╭─ Entries supplied

PR #9564, opened 2021-01-25
raftstore: force voter initialized

### LINKED ISSUE #3572: Potential two different leaders on a same term

BusyJay:

Issue Number: close #3572 

Problem Summary:

Not saving hardstate of uninitialized peer can cause two leader at a term. This PR adds a check to deny promoting uninitialized learner to voter. So every voting peer should be initialized.

### Check List 

Tests 

- Unit test
- Integration test

### Release note 
- require voter be initialized to fix potential violation of election safety

### DIFF
--- a/components/raftstore/src/store/peer.rs
+++ b/components/raftstore/src/store/peer.rs
@@ -2324,8 +2324,22 @@ where
                         cp
                     ));
                 }
+                (ConfChangeType::AddNode, PeerRole::Voter) => {
+                    let pr = match current_progress.get(peer.get_id()) {
+                        Some(pr) => pr,
+                        None => {
+                            return Err(box_err!("{} invalid conf change request: {:?}, voter should be added as learner first.", self.tag, cp));
+                        }
+                    };
+                    if pr.matched == 0 {
+                        return Err(box_err!(
+                            "{} reject adding uninitialized peer {:?}",
+                            self.tag,
+                            cp
+                        ));
+                    }
+                }
                 (ConfChangeType::RemoveNode, _)
-                | (ConfChangeType::AddNode, PeerRole::Voter)
                 | (ConfChangeType::AddLearnerNode, PeerRole::Learner) => {}
                 _ => {
                     return Err(box_err!(
--- a/components/test_raftstore/src/pd.rs
+++ b/components/test_raftstore/src/pd.rs
@@ -1017,6 +1017,12 @@ impl TestPdClient {
     }
 
     pub fn must_add_peer(&self, region_id: u64, peer: metapb::Peer) {
+        if peer.get_role() == PeerRole::Voter {
+            let mut learner = peer.clone();
+            learner.set_role(PeerRole::Learner);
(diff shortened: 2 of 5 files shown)


components/raftstore/src/store/peer.rs
```diff
@@ -2324,8 +2324,22 @@ where
...
                     ));
                 }
+                (ConfChangeType::AddNode, PeerRole::Voter) => {
+                    let pr = match current_progress.get(peer.get_id()) {
+                        Some(pr) => pr,
+                        None => {
+                            return Err(box_err!("{} invalid conf change request: {:?}, voter should be added as learner first.", self.tag, cp));
+                        }
+                    };
+                    if pr.matched == 0 {
```
hicqu, line 2334: If the peer hasn't send any messages to the leader  in the leader's current term, `pr.matched` should be  0. However the peer can have been already initialized.

components/test_raftstore/src/pd.rs
```diff
@@ -1017,6 +1017,12 @@ impl TestPdClient {
     }
 
     pub fn must_add_peer(&self, region_id: u64, peer: metapb::Peer) {
+        if peer.get_role() == PeerRole::Voter {
+            let mut learner = peer.clone();
+            learner.set_role(PeerRole::Learner);
+            self.add_peer(region_id, learner.clone());
+            self.must_have_peer(region_id, learner);
+        }
```
NingLin-P, line 1025: Perhaps should check whether the peer already a learner first? Also, need to change `must_joint_confchange` too.

components/raftstore/src/store/peer.rs
gengliqi: Yes. But it seems there is no better way to recognize this situation.

NingLin-P:
Perhaps, we should add a warning (or error) log when an uninitialized voter do try to vote for other peers for better debugging?

components/raftstore/src/store/peer.rs
hicqu: How about comment it?

gengliqi:
This PR can not make all voters initialized. 
There is another bug that the voter may uninitialized if it comes from splitting.
See https://github.com/tikv/tikv/issues/9579 for more details.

╰─

• **Problem statement**
Repeat the whole listing above exactly.

• **Answer section**
PR #9564, opened 2021-01-25
raftstore: force voter initialized

### LINKED ISSUE #3572: Potential two different leaders on a same term

BusyJay:

Issue Number: close #3572 

Problem Summary:

Not saving hardstate of uninitialized peer can cause two leader at a term. This PR adds a check to deny promoting uninitialized learner to voter. So every voting peer should be initialized.

### Check List 

Tests 

- Unit test
- Integration test

### Release note 
- require voter be initialized to fix potential violation of election safety

### DIFF
--- a/components/raftstore/src/store/peer.rs
+++ b/components/raftstore/src/store/peer.rs
@@ -2324,8 +2324,22 @@ where
                         cp
                     ));
                 }
+                (ConfChangeType::AddNode, PeerRole::Voter) => {
+                    let pr = match current_progress.get(peer.get_id()) {
+                        Some(pr) => pr,
+                        None => {
+                            return Err(box_err!("{} invalid conf change request: {:?}, voter should be added as learner first.", self.tag, cp));
+                        }
+                    };
+                    if pr.matched == 0 {
+                        return Err(box_err!(
+                            "{} reject adding uninitialized peer {:?}",
+                            self.tag,
+                            cp
+                        ));
+                    }
+                }
                 (ConfChangeType::RemoveNode, _)
-                | (ConfChangeType::AddNode, PeerRole::Voter)
                 | (ConfChangeType::AddLearnerNode, PeerRole::Learner) => {}
                 _ => {
                     return Err(box_err!(
--- a/components/test_raftstore/src/pd.rs
+++ b/components/test_raftstore/src/pd.rs
@@ -1017,6 +1017,12 @@ impl TestPdClient {
     }
 
     pub fn must_add_peer(&self, region_id: u64, peer: metapb::Peer) {
+        if peer.get_role() == PeerRole::Voter {
+            let mut learner = peer.clone();
+            learner.set_role(PeerRole::Learner);
(diff shortened: 2 of 5 files shown)


components/raftstore/src/store/peer.rs
```diff
@@ -2324,8 +2324,22 @@ where
...
                     ));
                 }
+                (ConfChangeType::AddNode, PeerRole::Voter) => {
+                    let pr = match current_progress.get(peer.get_id()) {
+                        Some(pr) => pr,
+                        None => {
+                            return Err(box_err!("{} invalid conf change request: {:?}, voter should be added as learner first.", self.tag, cp));
+                        }
+                    };
+                    if pr.matched == 0 {
```
hicqu, line 2334: If the peer hasn't send any messages to the leader  in the leader's current term, `pr.matched` should be  0. However the peer can have been already initialized.

components/test_raftstore/src/pd.rs
```diff
@@ -1017,6 +1017,12 @@ impl TestPdClient {
     }
 
     pub fn must_add_peer(&self, region_id: u64, peer: metapb::Peer) {
+        if peer.get_role() == PeerRole::Voter {
+            let mut learner = peer.clone();
+            learner.set_role(PeerRole::Learner);
+            self.add_peer(region_id, learner.clone());
+            self.must_have_peer(region_id, learner);
+        }
```
NingLin-P, line 1025: Perhaps should check whether the peer already a learner first? Also, need to change `must_joint_confchange` too.

components/raftstore/src/store/peer.rs
gengliqi: Yes. But it seems there is no better way to recognize this situation.

NingLin-P:
Perhaps, we should add a warning (or error) log when an uninitialized voter do try to vote for other peers for better debugging?

components/raftstore/src/store/peer.rs
hicqu: How about comment it?

gengliqi:
This PR can not make all voters initialized. 
There is another bug that the voter may uninitialized if it comes from splitting.
See https://github.com/tikv/tikv/issues/9579 for more details.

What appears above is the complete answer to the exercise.